- Problem:
Find how many lines below hold "logging", then state that number by itself.

━━ Records to use

PR #293, opened 2025-02-03
 Configuration Schema Validation

ccronca:
This is an initial PR to get feedback on validating RapiDAST configuration against a schema. The goal is to gather feedback before finalizing the approach. Some testing is still pending, and the schema needs further refinement

* The schema validation doesn’t stop the RapiDAST configuration from loading. This is mainly because some existing configs **might** not fully follow the schema (mostly due to missing `required` values). I’ve tried to figure out the required values from the code and available templates, but I can’t be 100% sure that all the configs out there will match. There is a warning log message when RapiDAST starts up if the configuration doesn’t comply, allowing users to adjust the schema accordingly
* Since configuration values can be sourced from environment variables, I've introduced `deep_traverse_and_replace` function to handle this replacement. This avoids the need to add a `_from_var` property for every available property in the schema
* Validation for each scanner type (`zap`, `generic`, and `nessus`) uses different definitions, and each one needs at least one `required` property. Without these required properties, a scanner block could match multiple definitions. For example, a Nessus scanner block might pass validation against the Zap definition because extra properties are allowed in the schema. One way to fix this would be to set `additionalProperties` to false, but that would make the schema more restrictive
* Schema files have been organized into a directory, and the configuration is validated against the relevant schema in that directory. This approach allows for managing multiple schemas simultaneously. Although, it’s not totally clear if it’s needed since Rapidast seems to only work with the latest model. So, having just one schema might be easier


README.md
```diff
@@ -148,7 +148,7 @@ This method describes required parameters needed to retrieve an access token, us
     + parameters :
         * `token_endpoint`: the URL to which send the refresh token
         * `client_id` : the client ID
-        * `rtoken_var_name`: for practical reasons, the refresh token is provided using environment variables. This entry describes the name of the variable containing the secret refresh token
+        * `rtoken_from_var`: for practical reasons, the refresh token is provided using environment variables. This entry describes the name of the variable containing the secret refresh token
```
ccronca, line 151: This config isn't valid anymore. It got migrated in the 3 to 4 update, so updated to use the right version

config/config-template-multi-scan.yaml
```diff
@@ -15,7 +15,7 @@ config:
 # `application` contains data related to the application, not to the scans.
 application:
   shortName: "MyApp-1.0"
-  url: "<Mandatory. root URL of the application>"
+  url: "https://myapp.example" # A valid URL (root URL of the application)
```
ccronca, line 18: URLs in the templates have been updated to comply with the schema

sfowl:
> Since configuration values can be sourced from environment variables, I've introduced deep_traverse_and_replace function to handle this replacement. This avoids the need to add a _from_var property for every available property in the schema

I like this approach. I expect there will a lot of existing _from_var related code that you could delete.

> Validation for each scanner type (zap, generic, and nessus) uses different definitions, and each one needs at least one required property. Without these required properties, a scanner block could match multiple definitions. 

I think this is a flaw with the current config model. There is no field like "type" in each scanner block, scanner selection is just based on naming. Your workaround seems reasonable to me, but longer term I think we should change the config format.

> Schema files have been organized into a directory, and the configuration is validated against the relevant schema in that directory. This approach allows for managing multiple schemas simultaneously. Although, it’s not totally clear if it’s needed since Rapidast seems to only work with the latest model. So, having just one schema might be easier

This seems reasonable to me although it's not clear to me how this fits with the config converter (migration?) code. I would expect the flow to be something like: old config version validated with old schema -> migrated to new config -> new config validated with new schema. But I'm not sure if that's how it currently works.

sfowl:
Could you describe how you generated the schema? It might be a slight missed opportunity to have a comprehensive typed config schema, when the code still handles configs as arbitrary dicts (i.e. it would be nice to have Config objects in code, with typed attributes, ala pydantic, dacite etc)

ccronca:
> Could you describe how you generated the schema? It might be a slight missed opportunity to have a comprehensive typed config schema, when the code still handles configs as arbitrary dicts (i.e. it would be nice to have Config objects in code, with typed attributes, ala pydantic, dacite etc)

The schema was crafted by reviewing the available template files. The `required` properties were determined by also examining the code. As agreed, I've removed any unnecessary properties from the 'required' list and add comments in the schema for those that remain, so we can discuss them.

Regarding the code's handling of arbitrary dictionaries, this also applies, to some extent, to the schema. The schema doesn't enforce restrictions on extra properties beyond those listed in the `properties` keyword. By default, any additional properties are allowed. However, there are mechanisms like the `additionalProperties` keyword that can control this behavior, but I didn’t add it to avoid making the schema too strict at this point. Having a typed configuration in the code is not strictly necessary, but it would certainly enhance code quality.  I'll create some tickets to add typed configuration and tighten up the schema later

config/schemas/6/rapidast_schema.json
```diff
@@ -0,0 +1,605 @@
...
+                    "type": "boolean"
+                },
+                "environ": {
+                    "type": "object",
+                    "properties": {
+                        "envFile": {
+                            "type": "string"
+                        }
+                    },
+                    "required": []
```
ccronca, line 30: The code [supports](https://github.com/RedHatProductSecurity/rapidast/blob/validate-config-jsonschema/rapidast.py#L37) an empty environ block.

config/schemas/6/rapidast_schema.json
```diff
@@ -0,0 +1,605 @@
...
+                                    "type": "string"
+                                }
+                            }
+                        },
+                        "ssl": {
+                            "default": true,
+                            "type": "boolean"
+                        }
+                    },
+                    "oneOf": [
```
ccronca, line 74: Although the code [sets](https://github.com/RedHatProductSecurity/rapidast/blob/validate-config-jsonschema/rapidast.py#L353-L359) default empty values for the credentials if they are not provided, it seems reasonable to require either a username/password or a token

config/schemas/6/rapidast_schema.json
```diff
@@ -0,0 +1,605 @@
...
+                },
+                "ProductName": {
+                    "type": "string"
+                },
+                "url": {
+                    "type": "string",
+                    "format": "uri"
+                }
+            },
+            "required": []
```
ccronca, line 108: The `url` should be required in certain cases, such as when a 'zap' scanner is enabled. However, implementing this logic with the current model is a bit complex, identifying the active scanners is not a trivial task. We can revisit and improve this in the future

config/schemas/6/rapidast_schema.json
```diff
@@ -0,0 +1,605 @@
...
+                                                        "type": "string"
+                                                    },
+                                                    "rtoken": {
+                                                        "type": "string"
+                                                    },
+                                                    "preauth": {
+                                                        "type": "string"
+                                                    }
+                                                },
+                                                "required": [
```
ccronca, line 179: required parameters for `oauth2_rtoken` authentication

config/schemas/6/rapidast_schema.json
```diff
@@ -0,0 +1,605 @@
...
+                                            "parameters": {
+                                                "properties": {
+                                                    "name": {
+                                                        "type": "string"
+                                                    },
+                                                    "value": {
+                                                        "type": "string"
+                                                    }
+                                                },
+                                                "required": [
```
ccronca, line 260: required parameters for `cookie` authentication

config/schemas/6/rapidast_schema.json
```diff
@@ -0,0 +1,605 @@
...
+                                                        "type": "string"
+                                                    },
+                                                    "loggedInRegex": {
+                                                        "type": "string"
+                                                    },
+                                                    "loggedOutRegex": {
+                                                        "type": "string"
+                                                    }
+                                                },
+                                                "required": [
```
ccronca, line 302: required parameters for `browser` authentication

config/schemas/6/rapidast_schema.json
```diff
@@ -0,0 +1,605 @@
...
+                                                    "items": {
+                                                        "type": "integer"
+                                                    }
+                                                }
+                                            },
+                                            "required": []
+                                        }
+                                    }
+                                },
+                                {
```
ccronca, line 356: According to the [config-template-multi-scan](https://github.com/RedHatProductSecurity/rapidast/blob/validate-config-jsonschema/config/config-template-multi-scan.yaml#L30) config file, the container block can be empty, which would not validate against the `object` type, so adding type `null`

config/schemas/6/rapidast_schema.json
```diff
@@ -0,0 +1,605 @@
...
+                            "properties": {
+                                "parameters": {
+                                    "type": "object",
+                                    "$comment": "This options will directly be sent as parameters to DefectDojo's import/reimport endpoints"
+                                }
+                            }
+                        }
+                    }
+                },
+                {
```
ccronca, line 373: According to the [config-template-nessus](https://github.com/RedHatProductSecurity/rapidast/blob/validate-config-jsonschema/config/config-template-nessus.yaml#L17) config file, the `general` block can be empty, which would not validate against the `object` type, so adding type `null`

config/schemas/6/rapidast_schema.json
```diff
@@ -0,0 +1,605 @@
...
+                                        "properties": {
+                                            "apiUrl": {
+                                                "type": "string",
+                                                "format": "uri"
+                                            },
+                                            "apiFile": {
+                                                "type": "string"
+                                            }
+                                        },
+                                        "oneOf": [
```
ccronca, line 401: If `apis` is defined, either `apiUrl` or `apiFile` should be present, but not both

config/schemas/6/rapidast_schema.json
```diff
@@ -0,0 +1,605 @@
...
+                                            },
+                                            {
+                                                "required": [
+                                                    "apiFile"
+                                                ]
+                                            }
+                                        ]
+                                    }
+                                },
+                                "required": [
```
ccronca, line 415: We don't allow empty `apiScan` block

config/schemas/6/rapidast_schema.json
```diff
@@ -0,0 +1,605 @@
...
+                            "scan",
+                            "server"
+                        ]
+                    }
+                ]
+            }
+        }
+    },
+    "required": [
+        "scanners"
```
ccronca, line 603: it seems like `scanners` is the only required property, though I'm not 100% sure

config/schemas/6/rapidast_schema.json
```diff
@@ -0,0 +1,605 @@
...
+                                "type": "object",
+                                "properties": {
+                                    "policy": {
+                                        "type": "string"
+                                    }
+                                }
+                            }
+                        },
+                        "required": [
+                            "apiScan"
```
ccronca, line 492: @jeremychoi I’m not entirely sure if this is correct. Is it possible to have a ZAP scanner section without using `apiScan`? If so, what conditions should apply in this case?

ccronca:
> This seems reasonable to me although it's not clear to me how this fits with the config converter (migration?) code. I would expect the flow to be something like: old config version validated with old schema -> migrated to new config -> new config validated with new schema. But I'm not sure if that's how it currently works.

In the current implementation, we validate the user's config against the schema (if there's one for that version). I think the migration should be checked earlier in the process. If the user gives a valid config and the migration ends up making it invalid, we should catch that sooner

config/schemas/6/rapidast_schema.json
```diff
@@ -0,0 +1,605 @@
...
+                        {
+                            "required": [
+                                "url",
+                                "token"
+                            ]
+                        }
+                    ]
+                }
+            },
+            "required": []
```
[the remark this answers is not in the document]
jeremychoi: +1 to have it required.

config/schemas/6/rapidast_schema.json
jeremychoi: +1

rapidast.py
```diff
@@ -234,6 +310,8 @@ def run():
 
     logging.debug(f"log level set to debug. Config file: '{config_file}'")
 
+    validate_config_schema(config_file)
```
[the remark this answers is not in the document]
jeremychoi: Sounds good to me.

config/schemas/6/rapidast_schema.json
jeremychoi: ok to revisit later. Ideally the option should be moved to each scanner that requires it.

config/schemas/6/rapidast_schema.json
jeremychoi: client_id and token_endpoint are required.

config/schemas/6/rapidast_schema.json
```diff
@@ -0,0 +1,605 @@
...
+                                    },
+                                    "then": {
+                                        "properties": {
+                                            "parameters": {
+                                                "properties": {
+                                                    "username": {
+                                                        "type": "string"
+                                                    },
+                                                    "password": {
+                                                        "default": "cloud-services",
```
jeremychoi, line 202: the default is not necessary

config/schemas/6/rapidast_schema.json
```diff
@@ -0,0 +1,605 @@
...
+                                                    "name": {
+                                                        "default": "Authorization",
+                                                        "type": "string"
+                                                    },
+                                                    "value": {
+                                                        "type": "string"
+                                                    }
+                                                },
+                                                "required": [
+                                                    "value"
```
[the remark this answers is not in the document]
jeremychoi: The name should be also required

config/schemas/6/rapidast_schema.json
jeremychoi: lgtm

config/schemas/6/rapidast_schema.json
jeremychoi: lgtm

config/schemas/6/rapidast_schema.json
```diff
@@ -0,0 +1,605 @@
...
+                                "parameters": {
+                                    "type": "object",
+                                    "properties": {}
+                                }
+                            },
+                            "required": [
+                                "type",
+                                "parameters"
+                            ],
+                            "allOf": [
```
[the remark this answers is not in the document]
jeremychoi: sure. done

config/schemas/6/rapidast_schema.json
jeremychoi: This 'container' option is highly likely to be changed in the short term (with the podman mode retired). Will we need to consider it now?

config/schemas/6/rapidast_schema.json
jeremychoi: yes the `general` block can be empty.

config/schemas/6/rapidast_schema.json
jeremychoi: It is allowed. See https://github.com/RedHatProductSecurity/rapidast/blob/development/scanners/zap/zap.py#L468. so 'apis' not required.

config/schemas/6/rapidast_schema.json
```diff
@@ -0,0 +1,605 @@
...
+                                    }
+                                },
+                                "required": [
+                                    "fileName"
+                                ]
+                            },
+                            "graphql": {
+                                "type": "object"
+                            },
+                            "spiderAjax": {
```
jeremychoi, line 443: 'spider' is also separately needed.

config/schemas/6/rapidast_schema.json
jeremychoi: One option for now is, one of [spider, spiderAjax, apiScan, importUrlsFromFile, graphql].  For the long term, ideally this could be grouped under a new key such as 'scan_scope'.

config/schemas/6/rapidast_schema.json
jeremychoi: config(version) if we agree to have it required.

config/schemas/6/rapidast_schema.json
jeremychoi: yes

config/schemas/6/rapidast_schema.json
```diff
@@ -0,0 +1,605 @@
...
+                        "bucketName": {
+                            "default": "default-bucket-name",
+                            "type": "string"
+                        },
+                        "directory": {
+                            "type": "string"
+                        }
+                    },
+                    "comment": "Credentials are optional, as the client defaults to those inferred from the environment",
+                    "required": []
```
jeremychoi, line 47: bucketName can be required. WDYT?

config/schemas/6/rapidast_schema.json
ccronca: Fixed

config/schemas/6/rapidast_schema.json
ccronca: Fixed

rapidast.py
```diff
@@ -202,6 +209,81 @@ def dump_rapidast_redacted_configs(main_config_file_location: str, destination_d
             sys.exit(2)
 
 
+def deep_traverse_and_replace(d: dict, suffix: str) -> dict:  # pylint: disable=C0103
```
cedricbu, line 212: very minor neatpick: since `suffix` will, in the current state, never be called with anything other than `_from_var`, I have the feeling that `deep_traverse_and_replace` should only take the dictionary as parameter, and have the `suffix` hardcoded in the function, and possibly renamed something like `deep_traverse_and_replace_with_var_content`.

-or- alternatively, if we might want to extend `_from_var` to other sources (e.g.: `_from_file`) : both suffix + replacement function could be added as parameter [ie.: `def deep_traverse_and_replace(d: dict, suffix=`_from_var`, function=lambda x: os.environ[x])` ]. I am not sure whether that's easily feasible

rapidast.py
```diff
@@ -202,6 +209,81 @@ def dump_rapidast_redacted_configs(main_config_file_location: str, destination_d
...
+def validate_config_schema(config_file) -> bool:
+    config = yaml.safe_load(load_config_file(config_file))
+
+    try:
+        config_version = config["config"]["configVersion"]
+    except KeyError:
+        logging.error("Missing 'configVersion' in configuration")
+        return False
+
+    schema_path = Path(f"config/schemas/{config_version}/rapidast_schema.json")
```
cedricbu, line 278: there might be cases where RapiDAST is not run from the rapidast directory. I am not sure if we do a `chdir`. It might be better if we enforce an absolute path using the `rapidast.py`'s location, maybe ?

rapidast.py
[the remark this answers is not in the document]
cedricbu: Sounds good to me [with a comment above], but in that case we might want to also update the dev README accordingly: https://github.com/RedHatProductSecurity/rapidast/blob/development/docs/DEVELOPER-GUIDE.md#automatically-updating-the-configuration-schema

config/schemas/6/rapidast_schema.json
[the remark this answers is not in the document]
jeremychoi: I see your point. The code indeed has the default value. However, despite that, we could enforce a user to have the pair of header name and value always which makes more sense to me than a user only setting a 'value' in their config.

config/schemas/6/rapidast_schema.json
jeremychoi: 'cloud-services' is just one example. every user may have different client_id. If it helps to avoid confusion, removing the code defaulting could be done too IMO.

config/schemas/6/rapidast_schema.json
jeremychoi: Yeah, some code with the default values may be unnecessary with this validation improvement. let's add bucketName to required.

config/schemas/6/rapidast_schema.json
jeremychoi: agree: `I think the schema should match the current version of the config mode`

config/schemas/6/rapidast_schema.json
ccronca: Alright, I'll add both parameters to the required fields. Regarding the code modification, I agree that this will improve consistency. I can make those changes as well, but we should include a note in the release to highlight that this change is not backward compatible. Is there a document where I can document this for the future release?

config/schemas/6/rapidast_schema.json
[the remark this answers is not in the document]
ccronca: Added and removed default version

config/schemas/6/rapidast_schema.json
ccronca: Added, since I've also added `configVersion`

config/schemas/6/rapidast_schema.json
ccronca: Added and also removed the default value from the code since it was never being used

rapidast.py
ccronca: Good point, I've made the change. I believe the first option will make the code clearer and more specific to rapidast case

rapidast.py
ccronca: Good point. Updated.

config/schemas/6/rapidast_schema.json
jeremychoi: Thanks. I've tagged you in a temporary doc.

jeremychoi (approved):
lgtm

config/schemas/6/rapidast_schema.json
ccronca: Done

━━━━

- Result:
2